Although Donald Stout has never met Tom Woolston, the two men have a lot in common. Both live in Northern Virginia. Both are trained as engineers and lawyers, with law degrees from George Washington University. And both now find themselves in David-and-Goliath legal battles against two of the most successful and celebrated firms in high tech.
Stout is a founding partner of one of Washington's top patent law firms. In 1991, he formed a company, NTP Inc., with engineer Thomas Campana Jr., for the sole purpose of patenting and renting out ("licensing") technology developed by Campana at a defunct telecom firm for which both men had done some work.
One of those patents involved technical methods for getting short text messages to paging devices that people used to carry with them. But as luck would have it, variations on the same technology would later be used by a Canadian company, Research in Motion Ltd., to route e-mails from office computer servers to those BlackBerry devices that so many people cannot live without.
RIM came up with its technology all on its own -- there's no dispute about that. But when Stout wrote to the company to suggest that RIM's BlackBerry technology had been anticipated by NTP's patent, he didn't even get the courtesy of a response. So in late 2001, he sued. After a lengthy trial, a jury found that NTP's patent was valid and that RIM had willfully violated it, awarding damages that have grown to $240 million. Now, as a result of RIM's refusal to accept the lower-court judgment and strike a licensing agreement with NTP, a federal judge in Richmond on Wednesday moved a step closer to silencing every BlackBerry in America not used by government officials.
It didn't have to come to this. By pursuing a scorched-earth legal strategy, RIM has spent more in legal fees -- Stout estimates them at between $25 and $50 million -- than it would have cost to license NTP's technology in the first place. The price of settlement has now grown to at least $500 million, which Stout would split with his lawyers and Campana's widow.
Tom Woolston's patent saga began in the mid-1990s, when a friend's desire to find customers for his old baseball cards led Woolston to develop a method for matching buyers and sellers over the Internet. Eight months later, he applied for patents for a system that could identify the parties involved, display the object to be sold and arrange for payment by credit card.

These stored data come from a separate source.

PR #1351, opened 2024-01-03
`wasm-smith`: Deduplicate and devirtualize configuration

fitzgen:
This makes it so that we don't have three or four places where each config option needs to be enumerated anymore and also removes the `Config` trait and replaces it with a `Config` struct (what used to be the `SwarmConfig` struct). This struct implements `Arbitrary` and therefore you can still do swarm testing by generating an arbitrary config and then using that to generate a module. There is also no difference between `Module` and `ConfiguredModule` anymore.

Overall, I feel like this is a big clean up, and also should in theory make module generation a little faster since there won't be so many indirect calls.


alexcrichton (approved):
Nice!

PR #1355, opened 2024-01-04
Document using wit-components for C and C++ programs.

sunfishcode:
Add instructions and an example to wit-component's README.md showing how to use it for C/C++ programs.


alexcrichton (commented):
Thanks! Would this perhaps be best on the `wit-bindgen` repository though rather than here in `wit-component`? This README is somewhat buried and doesn't cover any other languages for example, whereas `wit-bindgen` seems like a more prominent location with room to grow for other languages too

PR #2131, opened 2025-04-09
wast.rs: Validate, roundtrip and snapshot "unlinkable" modules

keithw:
This PR adds test coverage for the `assert_unlinkable` cases in the spec testsuite.

These are valid modules, so this PR makes the `wast` subcommand treat them the same as a `module` declaration (i.e. validate, roundtrip, and snapshot). There are some tests in the testsuite that use `assert_unlinkable` to test extreme (valid) modules without causing the test runner to actually instantiate a gigantic module (e.g. https://github.com/WebAssembly/custom-page-sizes/blob/main/test/core/custom-page-sizes/memory_max.wast), so it would be good to have wasm-tools run these test cases through the validator instead of ignoring them.

Treating them like a `module` seems the most consistent, but the snapshots are a lot of new files in the repo and I'm not sure they're totally necessary. We could also just validate and roundtrip without the snapshot.

This is part of the "malformed-invalid separation + roundtrip invalid" patchset (https://github.com/keithw/wasm-tools/tree/malformed-invalid-separation).


alexcrichton (approved):
Thanks!

I'm also not a huge fan of the quantity of snapshot files but that's sort of where we're at for now so this isn't unreasonable in that sense.

PR #2133, opened 2025-04-10
wast: ignore multiple start sections (already detected in wasmparser)

keithw:
The wast crate has a `validate` function (on `Wat`s, `Module`s and `Component`s), but:

- it's not getting called totally consistently ([Wat `parse`](https://github.com/bytecodealliance/wasm-tools/blob/main/crates/wast/src/wat.rs#L62) calls it, but [Module `parse_without_module_keyword`](https://github.com/bytecodealliance/wasm-tools/blob/main/crates/wast/src/core/module.rs#L124) and [Component `parse_without_component_keyword`](https://github.com/bytecodealliance/wasm-tools/blob/main/crates/wast/src/component/component.rs#L125) don't call it, and those are used instead for some of the wast directives -- this led to some confusing debugging!)
- it doesn't do a ton (it checks for multiple start sections, which `wasmparser` is also capable of detecting)
- I think it would be safer to put all the eggs in wasmparser's basket to reduce the risk that there's an error condition that only gets caught when a module/component is expressed in the text format

This PR eliminates the `validate` function and defers detection of the error to the binary format.

### DIFF
--- a/crates/wast/src/component/component.rs
+++ b/crates/wast/src/component/component.rs
@@ -90,21 +90,6 @@ impl<'a> Component<'a> {
         crate::core::EncodeOptions::default().encode_component(self)
     }
 
-    pub(crate) fn validate(&self, parser: Parser<'_>) -> Result<()> {
-        let mut starts = 0;
-        if let ComponentKind::Text(fields) = &self.kind {
-            for item in fields.iter() {
-                if let ComponentField::Start(_) = item {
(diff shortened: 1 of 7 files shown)


alexcrichton (approved):
Huh I'm not actually sure where this came from... I know I had a fair number of misunderstandings about the text format when I first wrote all this and maybe that's what happened here... In any case thanks!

Woolston's technical training began in the Air Force, where he was an electronics warfare technician flying spy missions over North Korea and China. After leaving the military, he signed on as an undercover communications specialist for the CIA, spending nights and weekends earning his engineering and law degrees.
With patents in hand, and the Internet boom in full swing, Woolston raised $10 million in venture capital, hired 40 employees and laid the groundwork for a new Internet marketplace, to be known as MercExchange. Then, suddenly, in the spring of 2000, the call came from a lawyer at eBay inquiring after Woolston's patents.

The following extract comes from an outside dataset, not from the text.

PR #2134, opened 2025-04-10
wasmparser: detect "malformed" cases in parser alone (without validator)

keithw:
This PR moves the checks required to detect "malformed" modules/components out of the validator and into the reader/parser. The biggest (textual) change is moving all of the operators reading logic into the OperatorsReader, which also now maintains a stack of blocks required to check that `end` opcodes are matched with the beginning of a block.


crates/wasm-shrink/tests/tests.rs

Meetings were held, documents exchanged, and outlines of a deal began to take shape. But by the time the talks broke down several months later, MercExchange was floundering and Woolston's investors were getting cold feet. Woolston laid off the staff and began shopping his technology to other companies. He also sued eBay for patent violations.
In May 2003, a federal jury in Norfolk ruled that one of Woolston's patents was valid and eBay had willfully infringed on it. Damages of $29.5 million were awarded, but the trial judge refused to issue an injunction against eBay ordering it to stop violating the patent -- a standard remedy in such cases. Although an appeals court in Washington reduced the award to $25 million, it also found that the trial judge should have issued a permanent injunction. EBay appealed the injunction order to the Supreme Court, which on Monday said it would hear the case.

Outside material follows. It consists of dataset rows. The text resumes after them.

PR #2137, opened 2025-04-10
add `subtask.cancel` intrinsic

dicej:
This has not yet been added to the spec, but we've got a general idea of how it will look and behave: https://github.com/WebAssembly/component-model/issues/495

Note that, since there's not spec for it yet, I've picked the next unused binary discriminant in the sequence: 0x24.  That should be easy enough to change if necessary once the spec is updated.


alexcrichton:
Mind adding some tests for this as well? For example wit-component tests that the import gets hooked up in addition to `*.wast` tests that it validates and has the right signature and such

alexcrichton (approved):

PR #2138, opened 2025-04-10
Require `[..]l.l` is not present with `l`

alexcrichton:
This updates validation of component model names to account for WebAssembly/component-model#494. This technically affects all existing users as well but it's hoped that it won't actually hit any cases of this in the wild.


jsturtevant:
LGTM, I am not super familiar with this code but changes look sane to me

pchickey (approved):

Despite the propaganda emanating from the high-tech lobby, which has rallied to the defense of eBay and RIM, these cases have nothing to do with "patent trolls," those unsavory characters who buy up obscure patents to extort money from innovative and law-abiding companies. Campana and Woolston were trained engineers who came up with genuine innovations for which companies like Yahoo and AutoTrader are currently paying good money.
Moreover, the patents held by Stout and Woolston are entitled to the same legal protection whether they aim to build operating businesses around the patents or merely license them to others. The high-tech industry is full of companies that boast entire business units dedicated to licensing their patent portfolios. It is pure hypocrisy for the industry to argue that this is somehow illegitimate when done by small inventors.
What these cases are about is legal thuggery -- big companies, with their endless motions and discovery and appeals, abusing the legal system no less than the plaintiffs' attorneys they always complain about. The only way to end these wars of legal attrition is for courts to issue business-threatening injunctions that force the parties to the settlement table.
Although their legal circumstances are similar, there are marked differences in attitudes between the two locals at the center of these cases. The Don Stout I met with yesterday in Rosslyn is a seasoned patent attorney with enough patience to wait for the vindication he is confident will come. Tom Woolston, by contrast, appears consumed by his battle and frustrated by what he views as the absurdity of the process. By his own account, he's gone from being a forgiving "New Testament guy" to an Old Testament crusader seeking eye-for-an-eye justice.